友人の紹介でやってきたはなかなか個性的な経歴の持ち主で、柔道から総合格闘技に興味が移っていくうちに大怪我を経験し、今は健康な人とともに障害を抱えた人(オレもだな)のトレーニングに興味を持って実行している。京都大学柔道部のコーチでもある。ぱっと見、筋肉の固まりが歩いているようにしか見えんが、知的興味の高い、向上心、行動力ともずば抜けた魅力的な若者である。

筋トレは誤解されている。いまだに筋トレと言うと、マッチョな、不純な目的で外観を鍛えてるんですか?みたいな反応をする人がいるが時代錯誤も甚だしい。高齢者も有酸素運動とともに筋トレをする事が必要と米国医学会で推奨されているが、筋肉がどんどん減少していく高齢者ほど適度な筋肉トレーニングは必須なのである。世界の常識である。

今まで筋トレもどき(腕立て伏せとか、スクワットとか)をある程度はやっていた。しかし教えてもらって分かったのだが、やはり自己流は危ないね。コーチは筋肉トレーニングをして故障することの愚を説く。それはやり方が間違っているのだと。彼の指示通りやっていると筋肉痛はあるが変な痛みはない。これが継続への力となる。

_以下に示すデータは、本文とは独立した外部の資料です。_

PR #4644, opened 2023-10-02
Make AccessManager.execute/schedule more conservative when delay is 0

frangio:
This PR makes the `schedule` function revert when the caller does not have an enforced delay. Note that this doesn't prevent a situation where a caller is able to schedule a call but later has their delay removed. To make that case more consistent with the normal schedule/execute case, this PR also makes `schedule` consume an available schedule even when the caller doesn't have a currently enforced delay, and correctly return the corresponding nonce which is important for `GovernorTimelockAccess`.

Cherry picked from https://github.com/OpenZeppelin/openzeppelin-contracts/pull/4613, where tests were adjusted.


Amxx (dismissed):
LGTM

.changeset/thirty-drinks-happen.md
```diff
@@ -0,0 +1,5 @@
+---
+'openzeppelin-solidity': major
```
ernestognw, line 2: Not sure if it's major, isn't a patch although we're in pre-release?

ernestognw (approved):
LGTM + minor comment

.changeset/thirty-drinks-happen.md
ernestognw: Ok make sense, also make sure it'll be picked up by the changeset versioning, which I think it will

ernestognw (approved):
Thanks!

frangio:
The skip wasn't correctly written.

そしてわかったのだが、こういったトレーニングはフィジカルとともにメンタルに効くのである。スゲー効く。前から落ち込みは少ない方であり齢を重ねるとともにメンタルコントロールの技術も向上してきたのだが(日本人は何もしないと自然に負のスパイラルに傾いていく性向があるように思う)、最近ポジティブへの指向性は著しく、精神につっかい棒が2,3本付いたようである。

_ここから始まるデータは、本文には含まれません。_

PR #4646, opened 2023-10-02
Fix release tagging

frangio:
We're having an issue with automated releases where the tag that gets created in the process is not correctly assigned to the release commit (even though the rest of the release is all done correctly). We believe this is because `npx changeset tag; git push --tags` is either not creating the tag or not pushing it correctly, causing the subsequent `createRelease` API call in `github-release.js` to create the tag in the default branch. This PR removes the manual tagging and relies on `createRelease` by specifying the `target_commitish` option ([docs here](https://octokit.github.io/rest.js/v18#repos-create-release)).

### DIFF
--- a/.github/workflows/release-cycle.yml
+++ b/.github/workflows/release-cycle.yml
@@ -147,16 +147,12 @@ jobs:
         with:
           name: ${{ github.ref_name }}
           path: ${{ steps.pack.outputs.tarball }}
-      - name: Tag
-        run: npx changeset tag
       - name: Publish
         run: bash scripts/release/workflow/publish.sh
         env:
           NPM_TOKEN: ${{ secrets.NPM_TOKEN }}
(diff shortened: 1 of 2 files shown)


Amxx (approved):

.github/workflows/release-cycle.yml
```diff
@@ -147,16 +147,12 @@ jobs:
         with:
           name: ${{ github.ref_name }}
           path: ${{ steps.pack.outputs.tarball }}
-      - name: Tag
-        run: npx changeset tag
```
ernestognw, line 151: Isn't this creating the actual changelog?

ernestognw (commented):
Not sure if this will work, I think `npx changeset tag` write the changelog. And anyway, it looks very suspicious that we're removing the changeset command

ernestognw (approved):
The changelog is done in the Changesets PR, so no issue

PR #4648, opened 2023-10-03
Fix coverage analysis

frangio:
It appears that `solidity-coverage` and `hardhat-foundry` are incompatible.


ernestognw (approved):
I wonder if there's another command that can conflict between Foundry and Hardhat, but I guess for the purposes of coverage analysis this is fine.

ということで、筋肉トレーニングは僕にとって鉱脈、水脈を見つけたようなものだ。最近だとシェールオイルか。以前音楽について考えていた時、キップ・ハンラハンの音楽を好きな限り老けることは無いような気がすると思ったが、正しい(ここが大事だ!)筋トレも同じ、続けている限り精神肉体はみっともなく老いさらばえることはないと信じる。あと20年はやるね。